A just words teacher with her student

Cultivating Confidence

Growing up, Lakesha Costello felt destined to become a teacher. But it was intuition and initiative that led her to discover the “missing piece” of reading instruction that she and her struggling readers were lacking.

A graduate course on learning disabilities piqued her interest in dyslexia and evidence-based, explicit, structured literacy instruction. Tapping into the in-person and online professional learning courses offered through Wilson Language Training® and two Wilson® Accredited Partners—Woodlynde School/Literacy Institute in Strafford, PA, and AIM Academy’s Institute for Learning and Research in Conshohocken, PA—Lakesha began building the knowledge and skills needed to help her at-risk high school students.

Now in her fifth year as a reading specialist in the school district she attended as a child, Lakesha teaches Just Words® and the Wilson Reading System®. She credits her Wilson® Credentialed Trainers’ explicit instruction, guidance, coaching, and mentoring with her proficiency teaching structured literacy curriculum, and is proud of  her students for their determination and accomplishments.  

I knew at a young age that I was born to be an educator. I would line up my stuffed animals and younger siblings to play school. As the oldest child, I took pride teaching them what I had learned that day.

After earning my bachelor’s degree, my first teaching job was at a residential treatment facility as an emotional support teacher. It was a challenging yet rewarding position. I noticed that many of the students were well below grade level in reading. There were gaps in their learning, and it was evident that they had missed some basic foundational skills.

This troubled me and led me to learn more about reading. I decided to pursue my master’s degree in education with a reading specialist certification. One of my classes addressed reading disabilities and related support programs. I was assigned to research dyslexia, and the more I read, the more interested I became. I found many similarities between what I saw in my students and what I was studying.

As I researched programs, I came across WRS and decided to pursue Level I Certification. I signed up for the WRS Introductory Course at Woodlynde School, where I met Penny Moldolfsky, and knew that if I could be as effective a teacher as Penny, I could help my students make real progress.

On the first day of training, I thought about the years I had told students to “sound it out” or “look it up” and felt terrible. I remembered being in the classroom as a first-year teacher when a student asked me how to spell a word. Instead of spelling the word for him, I told him to look it up in the dictionary. This had to be the correct answer. After all, that’s what I had been told to do when I couldn’t spell a word. Plus, as new teachers, we were encouraged to help students think for themselves.

The student pulled a dictionary off the shelf and searched for the word “cyclone.” Convinced I had helped him, I moved on to another lesson. Well into the next period, I realized he was still looking in the dictionary and not paying attention. I walked over to redirect him and saw him vigorously looking through the “si” section. I ended up spelling the word for him.
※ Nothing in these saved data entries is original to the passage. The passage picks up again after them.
PR #8519, opened 2016-04-04
Update tooltip.md

iamrobert:
I think this will help clear up that in former versions we could use html for tooltips - and now we can't.


Owlbertz:
I wouldn't put this information in the component description, but rather put it into an info box like it's done for the [dropdown documentation](http://foundation.zurb.com/sites/docs/dropdown.html).

kball:
I agree with @Owlbertz. Also, bear in mind that this has been addressed in https://github.com/zurb/foundation-sites/pull/8527 so in v6.3 an 'allowHtml' option will be available on tooltips.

The WRS Introductory Course helped me realize that I hadn’t helped this student. He, like most of the students in my class, was years behind in reading and lacked the skills to consider spelling options. More importantly, I didn’t have the skills to help him figure out the word. Sure, knew how to spell the word, but I had no idea how to teach him to spell the word.

Throughout my WRS training, I learned about the science of reading and how the brain works while learning to read. In particular, I learned the importance of phonemic awareness skills and ensuring that students recognize the sounds represented by the letters of the alphabet. I also learned that taking time to teach language rules and moving forward only when students achieve mastery of a concept are key to strong reading instruction.

My instructors were patient and taught me how to best meet the diverse needs of my students. They encouraged me and challenged me. While completing my WRS Level I Certification with Dr. Ann Appolloni, she emphasized the importance of following the program with fidelity, and I credit much of my students’ success to this advice.

After successfully earning my WRS Level I Certification and Wilson® Dyslexia Practitioner (W.D.P.) professional credential, I received Just Words training. Last spring, I completed the WRS Steps 7-12 practicum with Susan Patteson and a determined student whose baseline Lexile® score jumped from 640 to 847 by the end of the school year.  I’m currently working on completing my group practicum with Kristina McGuirk. I anticipate receiving my WRS Level II Certification and accompanying Wilson® Dyslexia Therapist (W.D.T.) credential this spring.

I’ve been teaching WRS and Just Words since 2016. As a high school reading specialist, I see students who have given up on reading because they’ve been unsuccessful in the past. However, thanks to my training, I now have the tools to restore their hope and encourage them to keep trying.

It’s so rewarding to observe their progress. For many of them, Just Words and WRS are the missing pieces of the puzzle because they gain confidence and the desire to become better readers and spellers in all subject areas.